Problem to work on
Retype the data exactly, so that every line matches the original.

START Provided records

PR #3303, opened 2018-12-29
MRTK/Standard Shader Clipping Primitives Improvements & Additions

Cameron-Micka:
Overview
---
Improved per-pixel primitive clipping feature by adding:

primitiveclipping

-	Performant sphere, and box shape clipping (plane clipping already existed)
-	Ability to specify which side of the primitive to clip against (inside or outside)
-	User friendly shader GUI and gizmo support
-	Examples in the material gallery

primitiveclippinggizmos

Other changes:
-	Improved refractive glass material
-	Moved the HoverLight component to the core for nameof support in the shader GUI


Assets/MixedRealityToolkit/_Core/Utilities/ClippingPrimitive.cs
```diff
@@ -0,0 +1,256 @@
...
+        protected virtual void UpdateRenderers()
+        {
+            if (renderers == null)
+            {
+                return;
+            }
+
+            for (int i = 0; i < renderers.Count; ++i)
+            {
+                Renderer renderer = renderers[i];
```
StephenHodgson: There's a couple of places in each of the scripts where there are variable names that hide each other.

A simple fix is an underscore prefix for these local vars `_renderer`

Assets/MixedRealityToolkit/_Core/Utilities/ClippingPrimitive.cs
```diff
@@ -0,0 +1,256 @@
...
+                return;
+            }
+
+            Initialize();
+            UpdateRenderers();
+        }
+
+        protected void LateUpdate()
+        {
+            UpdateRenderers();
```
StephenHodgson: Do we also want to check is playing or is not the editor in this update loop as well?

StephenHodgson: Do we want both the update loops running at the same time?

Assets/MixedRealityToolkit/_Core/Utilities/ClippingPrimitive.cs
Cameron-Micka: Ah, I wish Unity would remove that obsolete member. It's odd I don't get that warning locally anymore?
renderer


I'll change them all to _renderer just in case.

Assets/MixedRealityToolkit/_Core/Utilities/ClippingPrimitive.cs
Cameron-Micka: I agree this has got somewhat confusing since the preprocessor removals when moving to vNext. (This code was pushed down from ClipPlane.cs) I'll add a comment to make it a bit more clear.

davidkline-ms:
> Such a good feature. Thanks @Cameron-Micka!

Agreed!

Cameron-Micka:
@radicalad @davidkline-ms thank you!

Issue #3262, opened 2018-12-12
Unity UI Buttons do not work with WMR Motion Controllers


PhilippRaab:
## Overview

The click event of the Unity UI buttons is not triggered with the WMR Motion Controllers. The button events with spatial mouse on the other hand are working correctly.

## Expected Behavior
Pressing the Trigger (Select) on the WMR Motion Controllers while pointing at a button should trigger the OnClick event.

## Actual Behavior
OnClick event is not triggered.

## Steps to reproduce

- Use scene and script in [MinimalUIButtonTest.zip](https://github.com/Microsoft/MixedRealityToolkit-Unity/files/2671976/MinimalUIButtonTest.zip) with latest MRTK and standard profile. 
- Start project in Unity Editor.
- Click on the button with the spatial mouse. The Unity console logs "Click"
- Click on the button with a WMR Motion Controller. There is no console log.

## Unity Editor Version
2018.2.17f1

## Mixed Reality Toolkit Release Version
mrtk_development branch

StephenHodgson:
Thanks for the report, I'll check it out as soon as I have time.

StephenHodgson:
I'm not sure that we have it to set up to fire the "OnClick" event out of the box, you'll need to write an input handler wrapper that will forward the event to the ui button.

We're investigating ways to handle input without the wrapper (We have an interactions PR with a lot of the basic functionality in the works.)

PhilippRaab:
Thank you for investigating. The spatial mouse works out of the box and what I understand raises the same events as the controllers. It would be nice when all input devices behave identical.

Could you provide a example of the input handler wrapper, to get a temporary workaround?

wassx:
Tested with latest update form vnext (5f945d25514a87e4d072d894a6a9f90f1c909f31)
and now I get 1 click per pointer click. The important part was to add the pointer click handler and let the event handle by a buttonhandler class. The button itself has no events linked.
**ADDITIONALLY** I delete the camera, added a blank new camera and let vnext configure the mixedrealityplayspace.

END Provided records

Written solution
PR #3303, opened 2018-12-29
MRTK/Standard Shader Clipping Primitives Improvements & Additions

Cameron-Micka:
Overview
---
Improved per-pixel primitive clipping feature by adding:

primitiveclipping

-	Performant sphere, and box shape clipping (plane clipping already existed)
-	Ability to specify which side of the primitive to clip against (inside or outside)
-	User friendly shader GUI and gizmo support
-	Examples in the material gallery

primitiveclippinggizmos

Other changes:
-	Improved refractive glass material
-	Moved the HoverLight component to the core for nameof support in the shader GUI


Assets/MixedRealityToolkit/_Core/Utilities/ClippingPrimitive.cs
```diff
@@ -0,0 +1,256 @@
...
+        protected virtual void UpdateRenderers()
+        {
+            if (renderers == null)
+            {
+                return;
+            }
+
+            for (int i = 0; i < renderers.Count; ++i)
+            {
+                Renderer renderer = renderers[i];
```
StephenHodgson: There's a couple of places in each of the scripts where there are variable names that hide each other.

A simple fix is an underscore prefix for these local vars `_renderer`

Assets/MixedRealityToolkit/_Core/Utilities/ClippingPrimitive.cs
```diff
@@ -0,0 +1,256 @@
...
+                return;
+            }
+
+            Initialize();
+            UpdateRenderers();
+        }
+
+        protected void LateUpdate()
+        {
+            UpdateRenderers();
```
StephenHodgson: Do we also want to check is playing or is not the editor in this update loop as well?

StephenHodgson: Do we want both the update loops running at the same time?

Assets/MixedRealityToolkit/_Core/Utilities/ClippingPrimitive.cs
Cameron-Micka: Ah, I wish Unity would remove that obsolete member. It's odd I don't get that warning locally anymore?
renderer


I'll change them all to _renderer just in case.

Assets/MixedRealityToolkit/_Core/Utilities/ClippingPrimitive.cs
Cameron-Micka: I agree this has got somewhat confusing since the preprocessor removals when moving to vNext. (This code was pushed down from ClipPlane.cs) I'll add a comment to make it a bit more clear.

davidkline-ms:
> Such a good feature. Thanks @Cameron-Micka!

Agreed!

Cameron-Micka:
@radicalad @davidkline-ms thank you!

Issue #3262, opened 2018-12-12
Unity UI Buttons do not work with WMR Motion Controllers


PhilippRaab:
## Overview

The click event of the Unity UI buttons is not triggered with the WMR Motion Controllers. The button events with spatial mouse on the other hand are working correctly.

## Expected Behavior
Pressing the Trigger (Select) on the WMR Motion Controllers while pointing at a button should trigger the OnClick event.

## Actual Behavior
OnClick event is not triggered.

## Steps to reproduce

- Use scene and script in [MinimalUIButtonTest.zip](https://github.com/Microsoft/MixedRealityToolkit-Unity/files/2671976/MinimalUIButtonTest.zip) with latest MRTK and standard profile. 
- Start project in Unity Editor.
- Click on the button with the spatial mouse. The Unity console logs "Click"
- Click on the button with a WMR Motion Controller. There is no console log.

## Unity Editor Version
2018.2.17f1

## Mixed Reality Toolkit Release Version
mrtk_development branch

StephenHodgson:
Thanks for the report, I'll check it out as soon as I have time.

StephenHodgson:
I'm not sure that we have it to set up to fire the "OnClick" event out of the box, you'll need to write an input handler wrapper that will forward the event to the ui button.

We're investigating ways to handle input without the wrapper (We have an interactions PR with a lot of the basic functionality in the works.)

PhilippRaab:
Thank you for investigating. The spatial mouse works out of the box and what I understand raises the same events as the controllers. It would be nice when all input devices behave identical.

Could you provide a example of the input handler wrapper, to get a temporary workaround?

wassx:
Tested with latest update form vnext (5f945d25514a87e4d072d894a6a9f90f1c909f31)
and now I get 1 click per pointer click. The important part was to add the pointer click handler and let the event handle by a buttonhandler class. The button itself has no events linked.
**ADDITIONALLY** I delete the camera, added a blank new camera and let vnext configure the mixedrealityplayspace.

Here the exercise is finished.